> _REQUIRED WORK_:
Every line of the data that includes "opened" should be copied out.

Collected data:
Issue #231, opened 2020-08-26
E2E integration tests 


wimax-grapl:
Get end to end integration tests running in CI/CD with actual integration tests. 

Things like 
- Can I deploy a plugin? 
- Do analyzers that use plugins work? 
- Does the system actually start and reach a steady state?

wimax-grapl:
https://grapl-internal.slack.com/archives/C017DKYF55H/p1600876549003500
> Except these tests are different. Rather than e.g. testing how service code runs against DGraph or DynamoDB, they test how grapl services interact with eachother.
> 
> I.e.
> (1) Deploy an analyzer
> (2) Check that the analyzer is actually deployed properly
> (3) Drop data in S3
> (4) Check that the analyzer fires
> (5) Check that the expected data are in DGraph

other notes:
- use `depends` but it doesnt guarantee health checks - our 'service' has to do that
- sounds like the service will basically have an entry point, "wait on" all resources, and then call into a standard testing harness
- would be really nice if services exposed healthcheck endpoints

wimax-grapl:
Okay - definitely needs more tests, but _one_ is done ("check that the expected data are in dgraph")

PR #298, opened 2020-09-25
Add one more sleep to e2e test

wimax-grapl:
#231 

The e2e test failed once yesterday because the lens only had 1 node in scope instead of 3. turns out adding those edges is not atomic. 
Upon re-run it worked fine.

by submitting this diff, yolo


colin-grapl (approved):

jgrillo-grapl (approved):
👍

PR #305, opened 2020-09-28
Metric Forwarder: aggregate similar metrics to lower the total number of calls to CloudWatch (and save money)

wimax-grapl:
#232 

```
     * This section of the code will convert input of (boiled down for simplicity)
     *   [MetricDatum('metric', 1.0), MetricDatum('metric', 5.0), MetricDatum('metric', 1.0)]
     * into
     * {
     *   MetricDatum('metric', _): {
     *     // value -> num_occurences
     *     1.0: 2,
     *     5.0: 1
     *   }
     * }

and then

    /*
     * This section will take the above `datum_to_count_map` and convert it into a flat vec<MetricDatum>, where each
     * MetricDatum internally contains the {1.0: 2, 5.0: 1} in its .counts and .values
     */
```

i wrote unit tests


src/rust/metric-forwarder/src/accumulate_metrics.rs
```diff
@@ -0,0 +1,250 @@
...
+     * This section will take the above `datum_to_count_map` and convert it into a flat vec<MetricDatum>, where each
+     * MetricDatum internally contains the {1.0: 2, 5.0: 1} in its .counts and .values
+     */
+    datum_to_count
+        .into_iter()
+        .map(|(WrappedMetricDatum(mut datum), count_map)| {
+            // Erase the scalar "value", then fill "counts" and "values" vecs
+            datum.value = None;
+            let mut counts = vec![];
+            let mut values: Vec<f64> = vec![];
```
colin-grapl, line 46: I think you could do *something* like
```rust
let (counts, values) = count_map.drain().partition();
```
Or at the least it seems like a fine place to do a `Vec::with_capacity(count_map.len())`?

src/rust/metric-forwarder/src/accumulate_metrics.rs
```diff
@@ -0,0 +1,250 @@
...
+            && self.0.dimensions == other.0.dimensions
+            && self.trunc_timestamp() == other.trunc_timestamp();
+    }
+}
+impl Eq for WrappedMetricDatum {}
+
+struct WrappedDimensions<'a>(&'a Vec<Dimension>);
+impl<'a> Hash for WrappedDimensions<'a> {
+    fn hash<H: Hasher>(&self, _state: &mut H) {
+        let _dims = self.0;
```
colin-grapl, line 94: Seems like this is missing something?

src/rust/metric-forwarder/src/accumulate_metrics.rs
wimax-grapl: partition() doesn't work for this use case afaict, since it would be deciding "okay, given a specific entry, like (k,v), does it go into FirstCollection or SecondCollection?" 

basically, what I want is to extract all the keys and all the values, in the same order.

src/rust/metric-forwarder/src/accumulate_metrics.rs
wimax-grapl: oh shit

colin-grapl (approved):

PR #312, opened 2020-09-30
Push 'staging' to docker every time it gets a new push

wimax-grapl:
#231 - this is something I want to get done on the way to "E2E testing for the AWS Plugins repo"

- Adds a new workflow that spits out Docker images to Dockerhub (whenever pushed to staging) with a stable tag: "-staging". 
- Pulls lots of copied code out into etc/build_scripts.

crossing fingers

### DIFF
--- a/.github/workflows/grapl-staging-release.yml
+++ b/.github/workflows/grapl-staging-release.yml
@@ -1,0 +1,172 @@
+name: Grapl Staging Release
+
+on:
+  # Every time we push to staging,
+  # release that to Dockerhub with the tag 'staging'.
+  push:
+    branches:
+    - staging
+
+jobs:
+  release-rust-services:
+    runs-on: ubuntu-latest
+
+    steps:
+      - uses: actions/checkout@v2
+
+      - name: Install dobi
+        run: |
+          wget https://github.com/dnephin/dobi/releases/download/v0.13.0/dobi-linux
+          chmod +x dobi-linux
+
+      - name: Export tag
+        run: |
+          echo "::set-env name=TAG::staging"
+
+      - name: Build Rust services
+        run: |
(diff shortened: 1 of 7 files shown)


.github/workflows/grapl-staging-release.yml
```diff
@@ -0,0 +1,108 @@
...
+          wget https://github.com/dnephin/dobi/releases/download/v0.13.0/dobi-linux
+          chmod +x dobi-linux
+
+      - name: Export tag
+        run: |
+          echo "::set-env name=TAG::staging"
+
+      - name: Build Python services
+        run: |
+          GRAPL_RELEASE_TARGET=release TAG="$TAG" ./dobi-linux --no-bind-mount python
```
wimax-grapl, line 64: wait this seems dumb

jgrillo-grapl: The `TAG="$TAG"` part? I mean.. I don't really have an opinion..

One question I have here is should this workflow also run the tests? I think there's a fair argument either way. On the one hand, in the majority case this workflow will run immediately after a PR merge, and the PR just ran the tests. However, the PR tests were run on the PR branch, not staging post-merge. So there's room for breakage there, potentially. Also, it's possible for an admin to force push to staging, in which case no tests would be run and we'd just blindly build & release to dockerhub.

So I'm not 100% committed to the idea that we need to run tests here but I think there are some reasons it could make sense. If we do run tests we should make sure *none* of the images are published if *any* tests fail.

jgrillo-grapl (approved):
LGTM, one question but it's not a blocker.

wimax-grapl:
I think that's a fair point. I'm going to get this in now (so I can test the behavior) + file a diff after it to do the "test on push" + any breakages I find after I commit it.

PR #2030, opened 2022-10-05
begin adding analyzer tests to e2e tests; rename some things to make clear they're about Generators

wimax-grapl:
None

Start pushing the final part of e2e forward by:
1. deploying an analyzer
2. adding further tests down the pipeline

Also, in doing so it became clear there's a lot of places I was using the verbiage "plugin" where I really mean "generator plugin", so lots of changes there.

Passed CI on my devbox

### DIFF
--- a/src/rust/e2e-tests/src/test_utils/context.rs
+++ b/src/rust/e2e-tests/src/test_utils/context.rs
@@ -120,9 +120,9 @@ impl AsyncTestContext for E2eTestContext {
 }
 
 #[derive(Debug)]
-pub struct SetupResult {
+pub struct SetupGeneratorResult {
     pub tenant_id: Uuid,
-    pub plugin_id: Uuid,
+    pub generator_plugin_id: Uuid,
     pub event_source_id: Uuid,
 }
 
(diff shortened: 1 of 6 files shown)


jgrillo-grapl (approved):

src/rust/e2e-tests/src/test_utils/context.rs
```diff
@@ -255,11 +255,24 @@ impl E2eTestContext {
...
     }
 
+    pub async fn setup_suspicious_svchost_analyzer(
+        &mut self,
+        tenant_id: uuid::Uuid,
+        test_name: &str,
+    ) -> eyre::Result<uuid::Uuid> {
+        let analyzer_artifact = test_fixtures::get_suspicious_svchost_analyzer()?;
+        let analyzer_plugin_id = self
+            .create_analyzer(tenant_id, test_name.to_owned(), analyzer_artifact)
```
colin-grapl, line 265: This especially doesn't matter because it's a test fn, but just fwiw I would say that if you're going to require a String internally you should take a String in your API, *or* `impl Into<String>`, which would let callers pass in &str or String.

Purely style, pls do not feel like you have to fix this

wimax-grapl: cool 2 know

colin-grapl (approved):

PR #2032, opened 2022-10-05
Rename Protobufs from 'graph-query-service' to 'graph-query' to bring it in line with our service naming conventions

wimax-grapl:
Just a big ol' rename-o-rama, and some changes to `buf` to allow the deletion of unused, unstable packages.


src/rust/Cargo.toml
```diff
@@ -13,7 +13,7 @@ members = [
   "./generators/sysmon-generator",
   "./graph-merger",
   "./graph-mutation",
-  "./graph-query-service", # TODO rename dir
+  "./graph-query"
```
wimax-grapl, line 16: # Behold, my motivation for this change

wimax-grapl: (it's the only time 'service' shows up in this entire file)

colin-grapl (approved):

PR #2034, opened 2022-10-06
Add a version tag to all traces

ghost:

This adds a version tag to all service traces (but not to traces coming from Consul). This will allow us to easily see what version of a service bugs or performance changes were introduced and could potentially be used for automatic remediation further down the line.

I've opted to use the OTEL_RESOURCE_ATTRIBUTES env var to implement tags in open-telemetry traces. This way it's relatively easy to add new tags, even on a per-service basis. This opens up adding tags like instance_id, team or even language when we're ready 

Tested using Lightstep developer mode and confirmed that it showed up in the UI (under the details, not attributes 🤔 )
Screenshot 2022-10-10 1 01 21 PM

> _SOLUTION_:
Issue #231, opened 2020-08-26
PR #298, opened 2020-09-25
PR #305, opened 2020-09-28
PR #312, opened 2020-09-30
PR #2030, opened 2022-10-05
PR #2032, opened 2022-10-05
PR #2034, opened 2022-10-06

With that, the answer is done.